The currently available flu vaccines protect the population against the four most common influenza viruses in circulation: A(H1N1)pdm09, A(H3N2), B/Victoria lineage and B/Yamagata lineage. In the US, all flu vaccines are quadrivalent, and vaccination is recommended to all persons six months and older, unless advised otherwise by a medical professional. Influenza viruses infect the nose, throat, and occasionally the lungs and are responsible for causing seasonal flu epidemics. In the US, peak infection rates occur in fall and winter, and the virus spreads from person to person via droplets when an infected individual coughs or sneezes, and can live on surfaces for 24 hours. GlobalData epidemiologists estimate there will be 1.4 million incident cases of seasonal influenza in men and women in the US by the end of 2022; this number is forecast to increase to nearly 1.5 million by 2028 (as shown in Figure 1). According to a recent Centers for Disease Control and Prevention (CDC) report, the 2021-22 seasonal flu vaccine was not significantly effective in protecting the US population from contracting the most common influenza virus in current circulation.

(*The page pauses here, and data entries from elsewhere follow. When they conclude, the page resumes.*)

PR #22, opened 2020-04-26
Fix mypy errors

sgeisler:
This build on @eillarra's earlier commit to fix or ignore all type errors so that the CI will not fail on every PR anymore but only if it actually introduces potential bugs.

### DIFF
--- a/lnbits/__init__.py
+++ b/lnbits/__init__.py
@@ -1,9 +1,9 @@
 import importlib
 
 from flask import Flask
-from flask_assets import Environment, Bundle
-from flask_compress import Compress
-from flask_talisman import Talisman
+from flask_assets import Environment, Bundle  # type: ignore
+from flask_compress import Compress  # type: ignore
+from flask_talisman import Talisman  # type: ignore
 from os import getenv
 from werkzeug.middleware.proxy_fix import ProxyFix
 
@@ -15,7 +15,7 @@ from .settings import FORCE_HTTPS
 disabled_extensions = getenv("LNBITS_DISABLED_EXTENSIONS", "").split(",")
 
 app = Flask(__name__)
-app.wsgi_app = ProxyFix(app.wsgi_app, x_proto=1, x_host=1)
+app.wsgi_app = ProxyFix(app.wsgi_app, x_proto=1, x_host=1) # type: ignore
 valid_extensions = [ext for ext in ExtensionManager(disabled=disabled_extensions).extensions if ext.is_valid]
 
 
--- a/lnbits/bolt11.py
+++ b/lnbits/bolt11.py
@@ -1,3 +1,5 @@
+# type: ignore
+
 import bitstring
 import re
 from binascii import hexlify
--- a/lnbits/core/crud.py
+++ b/lnbits/core/crud.py
@@ -16,7 +16,10 @@ def create_account() -> User:
         user_id = uuid4().hex
         db.execute("INSERT INTO accounts (id) VALUES (?)", (user_id,))
 
-    return get_account(user_id=user_id)
+    new_account = get_account(user_id=user_id)
+    assert new_account, "Newly created account couldn't be retrieved"
+
+    return new_account
 
 
 def get_account(user_id: str) -> Optional[User]:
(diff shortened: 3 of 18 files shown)


lnbits/__init__.py
```diff
@@ -15,7 +15,7 @@
 disabled_extensions = getenv("LNBITS_DISABLED_EXTENSIONS", "").split(",")
 
 app = Flask(__name__)
-app.wsgi_app = ProxyFix(app.wsgi_app, x_proto=1, x_host=1)
+app.wsgi_app = ProxyFix(app.wsgi_app, x_proto=1, x_host=1) # type: ignore
```
sgeisler, line 18: Replacing methods like this seems hacky and unsupported by mypy but apparently works

lnbits/bolt11.py
```diff
@@ -1,3 +1,5 @@
+# type: ignore
```
sgeisler, line 1: Ignoring `bolt11` since it will be replaced soonish anyway

lnbits/core/crud.py
```diff
@@ -16,7 +16,10 @@ def create_account() -> User:
         user_id = uuid4().hex
         db.execute("INSERT INTO accounts (id) VALUES (?)", (user_id,))
 
-    return get_account(user_id=user_id)
+    new_account = get_account(user_id=user_id)
+    assert new_account, "Newly created account couldn't be retrieved"
```
sgeisler, line 20: There are a few places where I used this pattern, I'm not sure if a function `expect(x: Option[T], assert_msg: str) -> T` would be a good abstraction in the python world (I'd totally go for it as a rust programmer :smile:).

lnbits/core/models.py
```diff
@@ -59,7 +59,7 @@ def msat(self) -> int:
 
     @property
     def sat(self) -> int:
-        return self.amount / 1000
+        return int(self.amount / 1000)
```
sgeisler, line 62: @eillarra, maybe this should rather be an integer division `//`? 
```suggestion
        return self.amount // 1000
```

lnbits/core/services.py
```diff
@@ -23,8 +23,10 @@ def create_invoice(*, wallet_id: str, amount: int, memo: str) -> Tuple[str, str]
 
 
 def pay_invoice(*, wallet_id: str, bolt11: str, max_sat: Optional[int] = None) -> str:
-    temp_id = f"temp_{urlsafe_short_hash()}"
+    wallet = get_wallet(wallet_id)
+    assert wallet, "invalid wallet id"
```
sgeisler, line 27: From the usage of this function I inferred that the wallet id is always valid at this point, so giving this function an invalid id should raise an error. I moved the check forward to avoid adding dummy payments to the wallet that wouldn't be removed due to an early exit of the function on failure.

lnbits/core/views/lnurl.py
```diff
@@ -1,8 +1,8 @@
 import requests
 
 from flask import abort, redirect, request, url_for
-from lnurl import LnurlWithdrawResponse, handle as handle_lnurl
-from lnurl.exceptions import LnurlException
+from lnurl import LnurlWithdrawResponse, handle as handle_lnurl  # type: ignore
```
sgeisler, line 4: Should be fixed in `lnurl` at some point

sgeisler:
Damn, wrong repo :see_no_evil:

sgeisler:
I opened the PR for the wrong branch unfortunately and it seems like I can't change it anymore. Maybe we can discuss it here anyway so I don't have to copy all my comments over and if we think it's ok you  can just cherry pick it on master?

lnbits/core/services.py
eillarra: The problem with this is that we need to call `get_wallet().balance` as late as possible to avoid parallel payments going through when balance is not enough. Two options here:

- call again `get_wallet()` when checking the balance, so the temp payment is also taken into account (we make 2 queries then)
- move the get_wallet and assert lower. the temp payment will be created in any case, but it would be deleted after the exception has been catched

I added the temp payments to avoid sending different payments while we wait for the response from the backend. If we have another solution to avoid this problem, and it ius better, we can move things around again.

lnbits/core/models.py
eillarra: Sure 👍

lnbits/core/services.py
sgeisler: Oh, I totally missed that, I kinda assumed something ORM-like to take care of fetching up to date values, but I remember seeing the raw queries. Will fix.

sgeisler:
Discussion of my inline comments seems finished, I'll rebase and reopen a PR to master for final review.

Data on vaccine effectiveness (VE) was obtained from the March CDC Morbidity and Mortality Weekly Report. VE was calculated using data from the 3,363 children and adults with an acute respiratory infection (ARI) enrolled in the US Influenza Vaccine Effectiveness Network across seven different study sites in the US from October 2021 to February 2022. A VE of only 16% was observed from the 2021-22 seasonal flu vaccine in protecting the US population from contracting the most common influenza virus in current circulation, A(H3N2). More specifically, VE against mild to moderate ARI associated with the influenza A(H3N2) virus in outpatients, who received medical attention, was 16%, which was not significantly effective. Further, VE against outpatients with ARI associated with influenza A virus types, who were medically attended, was even less significantly effective at 14%. The low vaccine efficacy in the most common influenza strain in circulation is particularly concerning, as the A(H3N2) influenza virus mutates faster and typically leads to more hospitalisations and deaths, supporting the argument for continued influenza diagnostic testing, antiviral drugs, and preventative measures to mitigate its spread and resulting health complications.

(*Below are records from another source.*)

PR #26, opened 2020-04-28
refactor: remove wallet only dependencies from core

eillarra:
Some wallets have special requirements like `lnd-grpc` or `pylightning`.
These are now optional and only required if the user tries to use certain funding sources.

For example, the gRPC libraries require a decent time to be installed/compiled on a RaspiBlitz (see https://github.com/rootzoll/raspiblitz/pull/1135), so at the end of the day they will be using the `LndRestWallet`... I think it makes sense to remove this dependencies from the standard requirements, and make them optional.

wgsi dependencies have also been removed, as they can depend on the production installation.

All this shoud be well documented in the "funding sources" part of the documentation, that doesn't exist yet :)


arcbtc:
Whats the real reward?
A lot of users running nodes could will put off by the extra installs. Are we not trying to make running nodes easier?

requirements.txt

Although the numbers may sound concerning, flu activity in the US this fall and winter has been considerably lower than what is traditionally seen. This can be largely attributed to the surge in Covid-19 Omicron cases in the winter of 2021 going into 2022, which caused people to wear face masks again and practice social distancing and hand washing – all preventative measures to take for reducing the spread of influenza viruses.
Despite this season’s low VE, the CDC continues to recommend flu vaccine uptake because growing evidence suggests serious outcomes and complications, including hospitalisation, ICU admission and possible death, in those who fall ill with influenza A(H3N2) virus infection, can be prevented with influenza vaccination. Furthermore, flu vaccination can reduce the incidence of infection by other influenza viruses that may come into mainstream circulation later on, such as A(H1N1)pdm09 and B viruses.